Funny how things turn out. Over the past six years, Eisner has struggled, under steady fire from Wall Street and his board, to keep the massive Disney train on track. While Disney live-action has flourished since Roth ducked out three years ago to start Revolution Studios and join Pixar’s six-man board, Disney animation has not. Eisner’s handpicked deputy, the hapless Robert Iger, is marked for sacrifice if he fails to turn ABC around. And Pixar has become the dominant force in animation today. While Disney’s Pirates of the Caribbean and Freaky Friday are welcome summer hits, it is Pixar’s No. 1 triumph, the $335 million blockbuster Finding Nemo, that delivered Disney the season’s box-office crown.

Finding Nemo’s success is a mixed blessing for Disney. Eisner would prefer the studio’s biggest hits to be home-grown, not imported from Pixar’s $88 million Bay Area headquarters. At last year’s Academy Awards, he was rooting for the animation Oscar to go to Disney’s own Lilo + Stitch, not Lasseter’s sound mix of Hayao Miyazaki’s Spirited Away (which won anyway). Over the past two years, as Eisner and Jobs have danced around the terms of a new Pixar-Disney deal, their relationship has not improved. They’re the same personality type: stubborn, proud, competitive egomaniac. Crowing publicly about Pixar’s success, Jobs has openly been shopping for a new deal at rival studios. But Eisner gives as good as he gets, praising Lasseter to the skies while saying he hopes to inject some “Disney blood” into Jobs. The more the industry drumbeat sounds off about how much Disney needs Pixar, the more Eisner seems to dig in his heels. He might have been able to buy Pixar six years ago, but he certainly can’t do it today.
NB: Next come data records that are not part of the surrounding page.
PR #186, opened 2024-01-15
Authenticate using RBAC instead of API Keys for Azure Search & Azure Open AI resources

### LINKED ISSUE #41: Use managed identity, not keys
app.py currently uses keys, not managed identity. Best practice for enterprises is to use identity tokens. See my blog post here:

http://blog.pamelafox.org/2023/09/best-practices-for-openai-chat-apps-go.html

Unfortunately, the dataSources API doesn't yet support managed identity, but we're told the change is coming soon.

komalg1:
## Purpose

* Option to authenticate using RBAC roles instead of API keys for Azure Search & Azure Open AI resources.

```
[x] Yes
[ ] No
```

## Pull Request Type

```
[ ] Bugfix
[x] Feature
[ ] Other... Please describe:
```

## How to Test
*  Get the code

```
git clone [repo-address]
cd [repo-name]
git checkout [branch-name]
npm install
```

* Test the code

```
```

## What to Check
* ...

## Other Information

Partially fixes #41


code/utilities/helpers/AzureSearchHelper.py
```diff
@@ -60,14 +60,24 @@ def get_vector_store(self):
             ),
         ]
         
+        if env_helper.AZURE_AUTH_TYPE == "keys":
+            search_key = env_helper.AZURE_SEARCH_KEY
```
adamdougal, line 64: Instead of repeating the full `AzureSearch(...)` block. Can you instead just base the assignment of the `search_key` variable on the condition using [ternary operators](https://book.pythontips.com/en/latest/ternary_operators.html)? E.g:
```python
search_key = env_helper.AZURE_SEARCH_KEY if env_helper.AZURE_AUTH_TYPE == "keys else None
```
Same for the `get_conversation_logger` function below.

code/utilities/helpers/EnvHelper.py
```diff
@@ -40,13 +42,17 @@ def __init__(self, **kwargs) -> None:
         self.AZURE_OPENAI_STREAM = os.getenv('AZURE_OPENAI_STREAM', '')
         self.AZURE_OPENAI_EMBEDDING_MODEL = os.getenv('AZURE_OPENAI_EMBEDDING_MODEL', '')
          # Set env for OpenAI SDK
-        self.OPENAI_API_TYPE = "azure"
         self.OPENAI_API_BASE = f"https://{os.getenv('AZURE_OPENAI_RESOURCE')}.openai.azure.com/"
-        self.OPENAI_API_KEY = self.AZURE_OPENAI_KEY
+        if self.AZURE_AUTH_TYPE == "keys": 
+            self.OPENAI_API_KEY = self.AZURE_OPENAI_KEY
+            self.OPENAI_API_TYPE = "azure"
```
adamdougal, line 48: I think we could use a ternery operator here too.

code/utilities/helpers/EnvHelper.py
```diff
@@ -40,13 +42,17 @@ def __init__(self, **kwargs) -> None:
...
+        else:
+            self.OPENAI_API_KEY = DefaultAzureCredential(exclude_shared_token_cache_credential=True).get_token("https://cognitiveservices.azure.com/.default").token
```
adamdougal, line 50: I'm not sure having this logic in a generic `EnvHelper` is best. I think it could be confusing as sometimes the `OPENAI_API_KEY` will be set to a token instead of a key. 

Could we instead move this logic to the constructor of the `LLMHelper` which uses the key? What do you think?

adamdougal (changes requested):
A few minor comments. Other then that it looks great!

code/utilities/helpers/LLMHelper.py
```diff
@@ -10,7 +10,7 @@ def __init__(self):
         env_helper: EnvHelper = EnvHelper()
 
         # Configure OpenAI API
-        openai.api_type = "azure"
+        openai.api_type = env_helper.OPENAI_API_TYPE
         openai.api_version = env_helper.AZURE_OPENAI_API_VERSION
         openai.api_base = env_helper.OPENAI_API_BASE
         openai.api_key = env_helper.OPENAI_API_KEY
```
komalg1, line 16: @adamdougal should we add the auth_type logic here to set the api_key as key or token?

code/utilities/helpers/EnvHelper.py
```diff
@@ -40,13 +42,17 @@ def __init__(self, **kwargs) -> None:
...
+            self.OPENAI_API_TYPE = "azure_ad"
         self.OPENAI_API_VERSION = self.AZURE_OPENAI_API_VERSION
-        os.environ["OPENAI_API_TYPE"] = "azure"
+        os.environ["OPENAI_API_TYPE"] = self.OPENAI_API_TYPE
         os.environ["OPENAI_API_BASE"] = f"https://{os.getenv('AZURE_OPENAI_RESOURCE')}.openai.azure.com/"
-        os.environ["OPENAI_API_KEY"] = self.AZURE_OPENAI_KEY
+        os.environ["OPENAI_API_KEY"] = self.OPENAI_API_KEY
```
komalg1, line 55: the openai_api_key is also being set in the environ variables, so if we move the logic to LLMHelper constructor, then we need to set the environ variable os.environ["OPENAI_API_KEY"] as well which I am guessing can also become confusing because all other variables are being set here in the EnvHelper file. What do you think? @adamdougal

adamdougal: Yea that's a very good point. I'm going to backtrack and say that how you have it already is best, keeping the logic in one place!

adamdougal (approved):
This is great! Can you confirm that you've tested this is working as expected before we merge? Thanks!

lgtm

komalg1:
Yes tested it running in local

AthanasiosPavlou:
Kindly note that this is proving problematic as per above issue and kindly asking to revert (as our accelerator deployments have stopped working) :(

adamdougal:
@AthanasiosPavlou Heya, we've just merged a change to revery this issue in #212. Once the GitHub workflows have run this issue should resolve. Apologies about that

A genial leader beloved by his troops, John Lasseteris a true Hollywood visionary—a creator with brilliant story sense, irresistible comic timing, and sound commercial instincts—not unlike Walt Disney, or Steven Spielberg. His Pixar record is an unbelievable five for five. Finding Nemo has broken The Lion King’s record as the highest-grossing animated movie of all time, having crossed over from kids and families to single adults. Boomers loved it.
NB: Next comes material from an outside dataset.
PR #194, opened 2024-01-16
Update mimetype for streamed responses to application/json-lines

### LINKED ISSUE #42: Response types have wrong mime-type
Response currently has "event/stream" which is the mime-type for SSE, but the response is not SSE - it's a streaming HTTP response using Transfer-Encoding: chunked.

In a very short time, Pixar has emerged as the new Disney—it’s an identifiable brand—which makes Disney the right partner and yet enrages Eisner, who is well aware that his own animation division needs serious retooling under studio chairman Dick Cook and animation czar David Stainton. (The upcoming 2-D Brother Bear looks woeful.)

“Pixar has carved out an identity, which is no small achievement,” says DreamWorks marketing chief Terry Press. “Each movie functions as its own original sequel: ‘From the makers of Monsters, Inc.’ They get the best of both worlds. It doesn’t get any better.” Yet unlike Disney, Pixar has no interest in building its own distribution infrastructure. Jobs and Lasseter are free to do what they do best: focus on creating one great original movie every two years with the most advanced software available. They don’t have to mess around with slates of pictures and marketing strategies. “Pixar has the best combination of creative and technological expertise,” says Cook, whose strong relationship with Jobs and Lasseter is Disney’s best hope for landing the Pixar deal. “They’re the gold standard—right brain and left brain.”
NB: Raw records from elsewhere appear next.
Issue #114, opened 2023-12-19
Index error when user queries are complex or in quick session


arun13go:
> Please provide us with the following information:
> ---------------------------------------------------------------

### This issue is for a: (mark with an `x`)
```
- [ x] bug report -> please search issues before submitting
- [ ] feature request
- [ ] documentation issue or request
- [ ] regression (a behavior that used to work and stopped in a new release)
```

### Minimal steps to reproduce
> After successfully uploaded the large document
> User asking queries from those docs
> Sequence of queries from the document one by one or ask ask complex queries
> UI thro UI error "An error occurred. Please try again. If the problem persist, please contact the site administrator"
> seems index out of range error in the OutputParserTool.py so look like issue in conversation chain cache

### Any log messages given by the failure
> see attached (redacted)

### Expected/desired behavior
>

### OS and Version?
> Windows 7, 8 or 10. Linux (which distribution). macOS (Yosemite? El Capitan? Sierra?)
Microsoft Windows 10 Enterprise
Version  10.0.19044 Build 19044

### Versions
>

### Mention any other details that might be useful
[redacted_error_userquery.log](https://github.com/Azure-Samples/chat-with-your-data-solution-accelerator/files/13714289/redacted_error_userquery.log)

> ---------------------------------------------------------------
> Thanks! We'll be in touch soon.

arun13go:
Hey Team, Is there update as customer is waiting for a fix. Can you please prioritise this bug if possible.

adamdougal:
I'm still working to figure out why this is happening. But this is being caused because the call to open ai here:

https://github.com/Azure-Samples/chat-with-your-data-solution-accelerator/blob/main/code/utilities/orchestrator/OpenAIFunctions.py#L78

Is returning a stop finish reason. That causes the code to enter the else block, which does not populate the `source_documents` data:

https://github.com/Azure-Samples/chat-with-your-data-solution-accelerator/blob/main/code/utilities/orchestrator/OpenAIFunctions.py#L104

However, in the returned message, it still includes a reference to a document e.g. `.... [doc1]`. We then look up source document 1 from the empty list and a IndexError is thrown.

adamdougal:
I think this is caused by the previous citation references e.g. `.... [doc1]` being included in the previous messages we send to the chatgpt model here:

[...]

PR #195, opened 2024-01-16
Fix IndexError when collating chat history

adamdougal:
## Purpose
This fixes a bug which causes the exception:
```
ERROR:root:Exception in /api/conversation/custom | list index out of range
Traceback (most recent call last):
  File "/workspaces/chat-with-your-data-solution-accelerator/code/app/app.py", line 283, in conversation_custom
    chat_history.append((user_assistant_messages[i]['content'],user_assistant_messages[i+1]['content']))
```

This is caused when there has been an error providing a response, and the latest message in the history is from a user, rather than the assitant. Our code assumes a user message is always followed by an assistant message.

This change removes that assumption and explitely retreives the role for each message when collating the chat history.

Required by https://github.com/Azure-Samples/chat-with-your-data-solution-accelerator/issues/114

```
[ ] Yes
[x] No
```

## Pull Request Type

```
[x] Bugfix
[ ] Feature
[ ] Other... Please describe:
```


ross-p-smith:
I hate asking this - but is there a test that we can put around this?

adamdougal:
@ross-p-smith test added!

ross-p-smith (approved):
💖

Eisner and Jobs dislike each other so much that despite the obvious pluses in the Disney alliance, Jobs is threatening to walk away and start afresh after he delivers the last two movies on his 1997 Disney deal, The Incredibles (’04) and Cars (’05). The top studio contenders are Warner Bros., which is polishing its Looney Toons brand, and Twentieth Century Fox, which owns Ice Age creator Blue Sky. But while Warners has powerful global distribution, it would be wrong to underestimate the value of Disney’s worldwide marketing reach across movies, television, cable, home video, DVDs, licensing, and merchandising in the service of an instantly identifiable, G-rated brand.

Cook could make the deal with Pixar tomorrow; his problem is persuading his boss to make it. “There’s no acrimony,” Cook insists. “There’s bound to be this kind of tension. We’re talking about the future and a lot of movies.”

Disney’s 1997 contract with Pixar covers five movies. But Eisner has played hardball, demanding five originals plus Toy Story 3, under the same contract. This infuriates Jobs, who now wants a George Lucas–style deal, returning all creative and financial control to Pixar, which would simply pay Disney to distribute its movies around the world.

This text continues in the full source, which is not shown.